Activity. Every line below that contains the word "simply" must be copied.
Extracted records below:
PR #23027, opened 2020-08-13
fix: Item GL entries for purchase invoice

deepeshgarg007:
Currently for a Purchase Invoice with zero grand total no accounting entries are posted and the invoice is completely off the books since no GL entries are posted.

Consider the below scenario:

Screenshot 2020-08-13 at 8 45 09 PM

First row has the actual item and the second row has a service item which is used to allocate the downpayment, so the grand total of the invoice is zero.

Even though expense head for both the rows are different no accounting entry is passed.
Screenshot 2020-08-13 at 8 45 22 PM

Screenshot 2020-08-13 at 8 45 36 PM

### DIFF
--- a/erpnext/accounts/doctype/purchase_invoice/purchase_invoice.py
+++ b/erpnext/accounts/doctype/purchase_invoice/purchase_invoice.py
@@ -400,8 +400,6 @@ class PurchaseInvoice(BuyingController):
 		update_linked_doc(self.doctype, self.name, self.inter_company_invoice_reference)
 
 	def make_gl_entries(self, gl_entries=None):
-		if not self.grand_total:
-			return
 		if not gl_entries:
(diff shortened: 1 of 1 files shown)


nabinhait:
@deepeshgarg007 Add tests

nabinhait (changes requested):
Check this line https://github.com/frappe/erpnext/blob/develop/erpnext/accounts/doctype/purchase_invoice/purchase_invoice.py#L506

If the item is sold in zero rate with update_stock checked, the system should still post GL entries related COGS and Stock-in-hand. So, `if flt(item.base_net_amount):` condition should be removed.

But if the same condition should be added for https://github.com/frappe/erpnext/blob/develop/erpnext/accounts/doctype/purchase_invoice/purchase_invoice.py#L587

nabinhait (approved):

PR #23029, opened 2020-08-13
feat: Add page builder to Item doctype for item specifications on website

deepeshgarg007:
## Added webpage template in Item DocType for designing Item Specification pages
image

## Item Page Template
image

- Full width option
- Provision to copy templates from Item Page Template


erpnext/public/js/utils.js
```diff
@@ -304,6 +304,43 @@ $.extend(erpnext.utils, {
 			}
 			frappe.ui.form.make_quick_entry(doctype, null, null, new_doc);
 		});
+	},
+
+	add_web_template: function(frm, cdt, cdn) {
+		let row = frm.selected_doc;
+		frappe.model.with_doc("Web Template", row.web_template).then((doc) => {
```
netchampfaris, line 311: This duplication is not right. There is an ongoing PR in frappe that deals with this duplication.

https://github.com/frappe/frappe/pull/11285/files#diff-a7f86b0d7ba77ad1dc83597f12ece957R53

We can use that approach once that is merged.

erpnext/stock/doctype/item/item.js
```diff
@@ -216,6 +216,28 @@ frappe.ui.form.on("Item", {
 
 	set_meta_tags(frm) {
 		frappe.utils.set_meta_tag(frm.doc.route);
+	},
+
+	copy_from_item_page_template: function(frm) {
```
netchampfaris: Some thoughts on templating Item Pages:

This Page Builder template implementation is not specific to Item so it doesn't make sense to make it exclusive for Item.
I don't think it makes sense to make "templates" out of templates. Page Builder templates are templates by themselves. If you are making similar item pages, you can make one item page and just duplicate it.
Also, Page Builder templates should allow dynamic values, and at least provide the Item document as the context.
Now that I think about it, it makes sense to make a Print Format Builder alternative for any type of WebsiteGenerator document but for it's web view. This needs more thought.

erpnext/stock/doctype/item/item.py
```diff
@@ -470,6 +472,13 @@ def set_shopping_cart_data(self, context):
 		from erpnext.shopping_cart.product_info import get_product_info_for_website
 		context.shopping_cart = get_product_info_for_website(self.name, skip_quotation_creation=True)
 
+	def set_page_blocks(self, context):
```
netchampfaris, line 475: I dont like this duplication at all. Atleast, we should extract the Page Builder parts of the code and put it in a class and share that class among "Page Builder"able doctypes.

netchampfaris (commented):
Let me work on the design for a generic Page Builder feature for every WebsiteGenerator doctype.

harshit-30:
@deepeshgarg007 when is this going to get merged.

PR #23034, opened 2020-08-14
fix(General Ledger): include Accounting Dimension columns in report

### LINKED ISSUE #23033: GL Entries with different accounting dimension values being conflated
## Description of the issue

Using ERPNext for a not-for-profit, we have defined an Accounting Dimension called "Fund" (based on a "Fund" DocType). In relatively frequent journal entries,  we have to transfer liabilities from one Fund to another, using a liability account called "Due To/From" (credited in the owing Fund, debited in the receiving Fund). However, when we click on the "View > Ledger" button for such an entry, the "Due To/From" lines have been collapsed into a single line, making it impossible to see at least one of the Funds involved in the transfer.

This is running the latest develop version of ERPNext (and Frappe), pulled as of today.

1. Create a custom Accounting Dimension with at least two values.
2. Create a journal entry with two lines that have the same account but different values for the accounting dimension.
3. Save and submit the journal entry.
4. Click on the "View > Ledger" button for the entry.

### Observed result

All of the lines with the same account have been combined into one, which (if you add the accounting dimension as a column) shows one of the values for the accounting dimension chosen apparently at random. The other value(s) of the accounting dimension in the journal entry are not visible in the ledger entry. This display is misleading, as it seems to impute all of the debits and credits in this account to just one accounting dimension, which may not be what the journal entry specified (and is not correct in our use case).

### Expected result

There should be separate lines for each value of the accounting dimension, so that all values of the accounting dimension involved in the journal entry can be read from the ledger entry.

N/A

## Additional information

The difficulty is connected with the fact that the accounting dimension columns are not displayed by default in the General Ledger report, so indeed that report has no basis by which the lines that differ only by the value of an Accounting Dimension could be distinguished. Corresponding to the absence of the accounting dimension columns, the values of the accounting dimensions are not included in the key used to consolidate lines of the report when the "Group by" value is "Group by Voucher (Consolidated)" -- which is the default in the view reached by the "View > Ledger" button. I will shortly submit a pull request which allows (and defaults to) the accounting dimensions columns to be included in the General Ledger report and be included in the consolidation key for this grouping.

gwhitney:
Prior to this commit, custom Accounting Dimensions are not
  (by default) included in a General Ledger report. Moreover,
  in part because they are not included, they are not used
  to distinguish GL Entry lines in the same voucher with the
  same Account when the "Group By" value is
  "Group by Voucher (Consolidated)". This situation leads to
  lines with different values for the accounting dimension
  to be ganged together in the General Ledger view of a Journal
  entry, making the entry difficult for an accountant to read.

  This commit alleviates the problem by adding a checkbox
  to control whether Accounting Dimension columns are included
  in the General Ledger report. When they are included, they
  are also considered as part of the key that distinguishes
  lines in the "Group by Voucher (Consolidated)" mode.

  The checkbox defaults to "checked" (true) because it seems
  to me that including the columns would generally be
  preferable to clients using custom Accounting Dimensions. I
  left it as a checkbox providing a very easy ability to
  return to the prior behavior because I wanted to be
  conservative as far as not eliminating/altering current
  behavior for users who prefer the current behavior.

  However, if the maintainers feel that the new behavior with
  the option checked is essentially universally preferable,
  I am happy to update the pull request to simply include
  custom Accounting Dimensions, and distinguish GL Entry Lines
  with different values for an Accounting Dimension, as
  the standard behavior. Please advise if you would prefer
  this.

  Resolves #23033.


gwhitney:
I looked at the Travis failure, but it is in frappe.patches.v13_0.rename_notification_fields in test_site, which is not part of my pull request (or touched by it in any way).

erpnext/accounts/report/general_ledger/general_ledger.js
```diff
@@ -146,6 +146,12 @@ frappe.query_reports["General Ledger"] = {
 				return frappe.db.get_link_options('Project', txt);
 			}
 		},
+		{
+			"fieldname": "include_dims",
+			"label": __("Include Accounting Dimensions in Ledger"),
```
deepeshgarg007:
```suggestion
			"label": __("Show Accounting Dimensions"),
```

erpnext/accounts/report/general_ledger/general_ledger.js
```diff
@@ -146,6 +146,12 @@ frappe.query_reports["General Ledger"] = {
 				return frappe.db.get_link_options('Project', txt);
 			}
 		},
+		{
+			"fieldname": "include_dims",
```
deepeshgarg007:
```suggestion
			"fieldname": "include_dimensions",
```
Update everywhere, try to avoid abbreviations and shorthand if possible for better code understanding

erpnext/accounts/report/general_ledger/general_ledger.js
```diff
@@ -146,6 +146,12 @@ frappe.query_reports["General Ledger"] = {
...
+			"label": __("Include Accounting Dimensions in Ledger"),
+			"fieldtype": "Check",
+			"default": 1
```
deepeshgarg007:
```suggestion
			"default": 0
```
Should be unchecked by default

erpnext/accounts/report/general_ledger/general_ledger.py
```diff
@@ -128,6 +128,10 @@ def get_gl_entries(filters):
 		filters['company_fb'] = frappe.db.get_value("Company",
 			filters.get("company"), 'default_finance_book')
 
+	dim_fields = ""
```
deepeshgarg007:
```suggestion
	dimension_fields = "cost_center"
```

erpnext/accounts/report/general_ledger/general_ledger.py
```diff
@@ -128,6 +128,10 @@ def get_gl_entries(filters):
...
+	if filters.get("include_dims"):
+		dim_fields = f", {', '.join(get_accounting_dimensions())}"
```
deepeshgarg007:
```suggestion
		dimension_fields = ', '.join([dimension_fields] + get_accounting_dimensions(as_list=1))
```

erpnext/accounts/report/general_ledger/general_ledger.py
```diff
@@ -141,7 +145,7 @@ def get_gl_entries(filters):
 			party_type,
 			party,
 			voucher_type,
-			voucher_no,
+			voucher_no{dim_fields},
```
deepeshgarg007:
```suggestion
			voucher_no, {dimension_fields},
```

erpnext/accounts/report/general_ledger/general_ledger.py
```diff
@@ -160,21 +164,21 @@ def get_gl_entries(filters):
 		{conditions}
 		AND posting_date <= %(to_date)s
 		AND cost_center = DCC_allocation.parent
-		""".format(select_fields_with_percentage=select_fields_with_percentage, conditions=get_conditions(filters).replace("and cost_center in %(cost_center)s ", ''))
+		""".format(dim_fields=dim_fields,select_fields_with_percentage=select_fields_with_percentage, conditions=get_conditions(filters).replace("and cost_center in %(cost_center)s ", ''))
```
deepeshgarg007:
```suggestion
		""".format(dimension_fields=dimension_fields, select_fields_with_percentage=select_fields_with_percentage, conditions=get_conditions(filters).replace("and cost_center in %(cost_center)s ", ''))
```

erpnext/accounts/report/general_ledger/general_ledger.py
```diff
@@ -160,21 +164,21 @@ def get_gl_entries(filters):
...
 
 	gl_entries = frappe.db.sql(
 		"""
 		select
 			name as gl_entry, posting_date, account, party_type, party,
-			voucher_type, voucher_no, cost_center, project,
+			voucher_type, voucher_no{dim_fields}, cost_center, project,
```
deepeshgarg007:
```suggestion
			voucher_type, voucher_no, {dimension_fields}, cost_center, project,
```

erpnext/accounts/report/general_ledger/general_ledger.py
```diff
@@ -160,21 +164,21 @@ def get_gl_entries(filters):
...
 			against_voucher_type, against_voucher, account_currency,
 			remarks, against, is_opening, creation {select_fields}
 		from `tabGL Entry`
 		where company=%(company)s {conditions}
 		{distributed_cost_center_query}
 		{order_by_statement}
 		""".format(
-			select_fields=select_fields, conditions=get_conditions(filters), distributed_cost_center_query=distributed_cost_center_query,
+			dim_fields=dim_fields, select_fields=select_fields, conditions=get_conditions(filters), distributed_cost_center_query=distributed_cost_center_query,
```
deepeshgarg007:
```suggestion
			dimension_fields=dimension_fields, select_fields=select_fields, conditions=get_conditions(filters), distributed_cost_center_query=distributed_cost_center_query,
```

erpnext/accounts/report/general_ledger/general_ledger.py
```diff
@@ -350,8 +354,12 @@ def update_value_in_dict(data, key, gle):
 			if filters.get("group_by") != _('Group by Voucher (Consolidated)'):
 				gle_map[gle.get(group_by)].entries.append(gle)
 			elif filters.get("group_by") == _('Group by Voucher (Consolidated)'):
-				key = (gle.get("voucher_type"), gle.get("voucher_no"),
-					gle.get("account"), gle.get("cost_center"))
+				keylist = [gle.get("voucher_type"), gle.get("voucher_no"), gle.get("account")]
+				if filters.get("include_dims"):
+					for dim in get_accounting_dimensions():
+						keylist.append(gle.get(dim))
+				keylist.append(gle.get("cost_center"))
```
deepeshgarg007, line 366: Any specific reason for removing cost center from above and appending here?

erpnext/accounts/report/general_ledger/general_ledger.py
```diff
@@ -350,8 +354,12 @@ def update_value_in_dict(data, key, gle):
 			if filters.get("group_by") != _('Group by Voucher (Consolidated)'):
 				gle_map[gle.get(group_by)].entries.append(gle)
 			elif filters.get("group_by") == _('Group by Voucher (Consolidated)'):
-				key = (gle.get("voucher_type"), gle.get("voucher_no"),
-					gle.get("account"), gle.get("cost_center"))
+				keylist = [gle.get("voucher_type"), gle.get("voucher_no"), gle.get("account")]
+				if filters.get("include_dims"):
+					for dim in get_accounting_dimensions():
```
deepeshgarg007: Get accounting dimensions as list once and store in a variable. Use the same variable to loop here and generate `dimensions_fields` for queries

erpnext/accounts/report/general_ledger/general_ledger.py
```diff
@@ -478,7 +486,19 @@ def get_columns(filters):
 			"options": "Project",
 			"fieldname": "project",
 			"width": 100
-		},
+		}
+	])
+
+	if filters.get("include_dims"):
```
deepeshgarg007:
```suggestion
	if filters.get("include_dimensions"):
```

deepeshgarg007 (changes requested):

erpnext/accounts/report/general_ledger/general_ledger.js
gwhitney: Got it.

erpnext/accounts/report/general_ledger/general_ledger.js
gwhitney: I am changing to "Consider Accounting Dimensions," as it's not simply a matter of showing the dimensions or not; the actual general ledger lines produced by the report change depending on whether or not this box is checked.

erpnext/accounts/report/general_ledger/general_ledger.py
gwhitney: Renamed the variable, but I don't see how it can be initialized to "cost_center". The existing code handles cost_center separately and quite specially. I think it would be great if ERPNext was streamlined to have cost center just precisely be an accounting dimension that is present by default, but I feel the reality is that the code is far from that now and I don't see how this small PR can make any meaningful step toward true integration of cost center as an accounting dimension.

erpnext/accounts/report/general_ledger/general_ledger.py
gwhitney: the dimension_fields string must have the same number of commas in it as it has fields, otherwise there is no way to interpolate it into the query without possibly introducing a spurious empty field. I can see how "voucher_no{dim_fields}" did not look nice in the format below, so I am moving the additional comma to the end of the dimension_fields string. Hopefully that will make the format look more readable.

gwhitney: Also, as_list=1 is the default for get_accounting_dimensions, so it would seem slightly odd to specify it. (Since the usual use is occurring, why put in a notation that might suggest to the code reader that the parameter is being supplied for a particular reason?)

erpnext/accounts/report/general_ledger/general_ledger.py
gwhitney: OK, I have merged the two calls to get_accounting_dimensions to a single one up in get_results, and passed the resulting accounting_dimensions list down through the call chain to the two places it is used.

erpnext/accounts/report/general_ledger/general_ledger.py
gwhitney: Only so that the order of the fields in the key will be the same as the order of the fields in the SQL query. Not sure that it makes any difference, but having a single standard order for using/querying the fields seemed reasonable as the least likely to cause issues if that list is used for anything else in future revisions of the code. If you'd like me to consolidate the cost center back into the first line where the key is set, just let me know and I will go ahead and do so.

erpnext/accounts/report/general_ledger/general_ledger.py
gwhitney: OK, I think that covers all of your comments. I will test again and force-push the revised PR shortly. Thanks for your feedback! -- Glen

PR #23583, opened 2020-10-11
fix: can't save item price after adding child table 

anupamvs:
**Issue-** After adding child table in item price, we can't save form if child table has data.
item_price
End of Extracted records.
Reply.
  I am happy to update the pull request to simply include
gwhitney: I am changing to "Consider Accounting Dimensions," as it's not simply a matter of showing the dimensions or not; the actual general ledger lines produced by the report change depending on whether or not this box is checked.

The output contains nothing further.